─── DATASET CONTENT
PR #1270, opened 2020-10-21
Publish container - dockerx should not use tag BUILD_IMAGE

morlay:
fix #1267

### DIFF
--- a/Makefile
+++ b/Makefile
@@ -12,6 +12,7 @@ FMT_LOG=fmt.log
 OPERATOR_NAME ?= jaeger-operator
 NAMESPACE ?= "$(USER)"
 BUILD_IMAGE ?= "$(NAMESPACE)/$(OPERATOR_NAME):latest"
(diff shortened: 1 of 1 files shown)


jpkrohling:
Under which tag/name is it available with this change?

morlay:
Nope. 

Final image tags passed in `.ci/publish-images.sh`

```
IMAGE_TAGS=${IMAGE_TAGS} make dockerx
```

May refactor in future when all in dockerx

jpkrohling:
> IMAGE_TAGS=${IMAGE_TAGS} make dockerx

The `IMAGE_TAGS` has then to have a default value, like:

```bash
IMAGE_TAGS ?= "--tag $(BUILD_IMAGE)"
```

So that `make dockerx` won't require IMAGE_TAGS when executed locally.

morlay:
Yes, i will upgrade this

jpkrohling (approved):

PR #1281, opened 2020-10-28
Use New Admin Port Flag

### LINKED ISSUE #1276: Usage of deprecated 'admin-http-port' flag in the code
While reviewing #1275, I realized that we are using a deprecated flag in quite a few places:

```
$ grep "admin-http-port=" . -r
./pkg/deployment/ingester.go:	adminPort := util.GetPort("--admin-http-port=", args, 14270)
./pkg/deployment/all_in_one.go:	adminPort := util.GetPort("--admin-http-port=", args, 14269)
./pkg/deployment/collector.go:	adminPort := util.GetPort("--admin-http-port=", args, 14269)
./pkg/deployment/agent.go:	adminPort := util.GetPort("--admin-http-port=", args, 14271)
./pkg/deployment/query.go:	adminPort := util.GetPort("--admin-http-port=", args, 16687)
./pkg/inject/sidecar.go:	adminPort := util.GetPort("--admin-http-port=", args, 14271)
```

We should *also* check the new flag, like:

```go
adminPort := 0
if util.FindItem("--admin-http-port=", args) { // legacy flag, to be removed after 1.20.0
  adminPort = util.GetPort("--admin-http-port=", args, 14271) 
} else {
  adminPort = util.GetPort("--admin.http.host-port=", args, 14271) 
}
```

johanavril:
Closes #1276

### DIFF
--- a/pkg/deployment/agent.go
+++ b/pkg/deployment/agent.go
@@ -58,7 +58,7 @@ func (a *Agent) Get() *appsv1.DaemonSet {
 	configRest := util.GetPort("--http-server.host-port=", args, 5778)
 	jgCompactTrft := util.GetPort("--processor.jaeger-compact.server-host-port=", args, 6831)
 	jgBinaryTrft := util.GetPort("--processor.jaeger-binary.server-host-port=", args, 6832)
-	adminPort := util.GetPort("--admin-http-port=", args, 14271)
+	adminPort := util.GetAdminPort(args, 14271)
 
 	trueVar := true
 	falseVar := false
--- a/pkg/util/util_test.go
+++ b/pkg/util/util_test.go
@@ -353,6 +353,42 @@ func TestGetPortSpecified(t *testing.T) {
 	assert.Equal(t, int32(6831), GetPort("--processor.jaeger-compact.server-host-port=", args, 1234))
 }
 
+func TestGetAdminPort(t *testing.T) {
+	tests := map[string]struct {
+		opts         v1.Options
+		defaultPort  int32
+		expectedPort int32
+	}{
+		"Use default port when no admin port flag provided": {
+			opts:         v1.NewOptions(map[string]interface{}{}),
+			defaultPort:  1234,
+			expectedPort: 1234,
+		},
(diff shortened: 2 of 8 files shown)


pkg/deployment/agent.go
```diff
@@ -58,7 +58,12 @@ func (a *Agent) Get() *appsv1.DaemonSet {
 	configRest := util.GetPort("--http-server.host-port=", args, 5778)
 	jgCompactTrft := util.GetPort("--processor.jaeger-compact.server-host-port=", args, 6831)
 	jgBinaryTrft := util.GetPort("--processor.jaeger-binary.server-host-port=", args, 6832)
-	adminPort := util.GetPort("--admin-http-port=", args, 14271)
+	var adminPort int32
```
jpkrohling, line 61: We are reusing the same code in 6 places: it would probably be a good idea to have a func in the `utils` package. Perhaps something like `AdminPortFromArgs(args) int32`? This should also be accompanied from unit tests.

johanavril: Thanks for the feedback! I made the util function alongside the unit tests.

pkg/util/util_test.go
```diff
@@ -353,6 +353,35 @@ func TestGetPortSpecified(t *testing.T) {
 	assert.Equal(t, int32(6831), GetPort("--processor.jaeger-compact.server-host-port=", args, 1234))
 }
 
+func TestGetAdminPortDefault(t *testing.T) {
```
jpkrohling, line 356: This looks good, but you could have used a table test here, with the args, the default port and the expected outcome as the test's struct:

https://github.com/golang/go/wiki/TableDrivenTests

jpkrohling (commented):
LGTM. If you don't want to use the table tests for the unit tests, let me know and I'll approve this.

pkg/util/util_test.go
johanavril: That looks better, will change to table test now

jpkrohling (approved):

jpkrohling:
Thanks for your contribution!

PR #1290, opened 2020-11-03
Update UI documentation link if is present

rubenvp8510:
Fixes https://github.com/jaegertracing/jaeger-operator/issues/1292

### DIFF
--- a/pkg/strategy/controller.go
+++ b/pkg/strategy/controller.go
@@ -226,13 +226,53 @@ func disableDependenciesTab(uiOpts map[string]interface{}, storage v1.JaegerStor
 	}
 }
 
+func hasDocumentationLink(menus []interface{}) (bool, int) {
+	// Verify if a documentation entry exists.
+	// for now the only way we have to see if a documentation link exists is comparing labels
+	for menuIndex, menuItem := range menus {
+		converted, ok := menuItem.(map[string]interface{})
+		if !ok {
+			return false, 0
+		}
+		if label, ok := converted["label"]; ok && label == "About" {
+			items := converted["items"]
+			convertedItems, ok := items.([]interface{})
+			if !ok {
+				return false, 0
+			}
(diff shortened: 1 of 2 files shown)


pkg/strategy/controller.go
```diff
@@ -226,13 +226,53 @@ func disableDependenciesTab(uiOpts map[string]interface{}, storage v1.JaegerStor
...
+			convertedItems, ok := items.([]interface{})
+			if !ok {
+				return false, 0
+			}
+			for _, item := range convertedItems {
+				itemMap, ok := item.(map[string]interface{})
+				if !ok {
+					return false, 0
+				}
+				if itemLabel, ok := itemMap["label"]; ok && itemLabel == "Documentation" {
```
jpkrohling, line 248: Do we set this initially, or is it only set by users? Can we somehow check whether the value was set by us? We should really avoid changing a value that was set by users.

objectiser: As this issue is related to the doc URL being supplied via CLI flag, can we just provide a fix for that situation (i.e. check if the CLI flag has been defined)?

rubenvp8510: @jpkrohling TBH I don't like this either, unfortunately there is not a way to know if this was set by us or, not that I'm aware of. :( 

@objectiser This code is only executed if the documentation flag is set, See: https://github.com/jaegertracing/jaeger-operator/pull/1290/files#diff-8be2eee66bfcb8efd08e4b1fe2795663a53935ff150187ad426d371534045b01R258

objectiser: @jpkrohling In this situation, if the doc URL is specified via CLI, could we just take that as the true value - so not overridden by user defined value?

objectiser (approved):

jpkrohling:
About the decrease in the code coverage: looks like the error conditions aren't being tested:

image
──────
EXERCISE PROMPT ▸
From the entries, report every line in which the string "DaemonSet" occurs.

TASK SOLUTION ▸
@@ -58,7 +58,7 @@ func (a *Agent) Get() *appsv1.DaemonSet {
@@ -58,7 +58,12 @@ func (a *Agent) Get() *appsv1.DaemonSet {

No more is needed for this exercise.